LA MORTE NON VIENE UNA VOLTA SOLA


[20] Moriamo ogni giorno: ogni giorno ci viene tolta una parte della vita e anche quando ancora cresciamo, la vita decresce. Abbiamo perduto l'infanzia, poi la fanciullezza, poi la giovinezza. Tutto il tempo trascorso fino a ieri è ormai perduto; anche questo giorno che stiamo vivendo lo dividiamo con la morte. Come la clessidra non la vuota l'ultima goccia d'acqua, ma tutta quella defluita prima, così l'ora estrema, che mette fine alla nostra vita, non provoca da sola la morte, ma da sola la compie; noi vi giungiamo in quel momento, da tempo, però, vi siamo diretti. [21] Dopo aver delineato questi concetti con il tuo solito linguaggio, sempre sostenuto e tuttavia mai più penetrante di quando metti le parole al servizio della verità, scrivi: la morte non viene una volta sola: quella che ci porta via è l'ultima morte.

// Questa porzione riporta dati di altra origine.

Issue #7591, opened 2024-04-11
Default cache cluster for elasticcache


archinksagar:
When we call create_cache_cluster, an additional cluster ("default") gets created, This is causing problem with our testing.
What is the reason for adding the default cluster? Can that be removed?

https://github.com/getmoto/moto/blob/cc1193076090f9daf90970db286b6b41581dd8bc/moto/elasticache/models.py#L157

bblommers:
@jfmainville I think this was added in your PR originally, #6754 

Do you remember why you added the default cluster? Is that automatically added in specific regions, or automatically created when a user creates clusters/users? 
I've tried this out in AWS, but i can't replicate a scenario where the `default` cluster is created automatically.

jfmainville:
Indeed, it's an oversight on my end, the default `cache_cluster` creation shouldn't be included as part of the Elasticache cache clusters initialization process, I created the MR #7622 to fix this issue.

bblommers:
Fixed as of moto >= 5.0.6.dev30. Thank you for raising this @archinksagar, and thanks again for the fix @jfmainville!

PR #7622, opened 2024-04-22
Refactor: Remove the Elasticache default cluster configuration

jfmainville:
# Purpose

Due to an oversight, a default cache cluster is being created during the initialization phase of the Elasticache model. The default cluster is being created under the `cache_cluster` dictionary.

# Changes

- Removed the default `cache_cluster` creation step
- Update the `test_describe_all_cache_clusters` Elasticache test to exclude the action to delete the default `cache_cluster`

#7591

### DIFF
--- a/moto/elasticache/models.py
+++ b/moto/elasticache/models.py
@@ -152,44 +152,7 @@ class ElastiCacheBackend(BaseBackend):
             no_password_required=True,
         )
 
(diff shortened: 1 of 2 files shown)


bblommers (approved):
Great, thank you so much for fixing this @jfmainville!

È meglio che tu legga te stesso invece della mia lettera; capirai che questa da noi temuta, è la morte estrema, non la sola.


LA SAGGEZZA È L'UNICA VERA LIBERTÀ


[3] "E come me la caverò?" chiedi. Non puoi sfuggire al destino, puoi solo vincerlo. Ci si apre la strada con la forza, e questa strada te la indicherà la filosofia. Volgiti a essa, se vuoi essere salvo, sereno, felice, e infine, se vuoi essere, e questo è il massimo, libero; non si può diventarlo in altro modo. [4] La stoltezza è cosa meschina, ignobile, sordida, da schiavi, soggetta a molte, violentissime passioni. La saggezza, l'unica vera libertà, allontana da te dei padroni tanto gravosi, che comandano un po' alternativamente, un po' tutti insieme. E alla saggezza porta un'unica via e diritta; non puoi sbagliare; avanza con passo sicuro. Se vuoi sottomettere a te ogni cosa, sottomettiti alla ragione; farai da guida a molti se la ragione farà da guida a te. Da essa imparerai che cosa devi intraprendere e in che modo; non ti imbatterai inaspettatamente negli eventi. [5] Tu non puoi citarmi nessuno che sappia come ha cominciato a volere le cose che vuole: non vi è giunto di proposito, vi è capitato seguendo un impulso. La fortuna ci viene incontro tanto spesso quanto noi andiamo incontro a lei. È vergognoso non avanzare, ma essere trascinati e, trovandosi improvvisamente in mezzo alla tempesta degli eventi, chiedersi stupiti: "Come sono arrivato a questo punto?" Stammi bene.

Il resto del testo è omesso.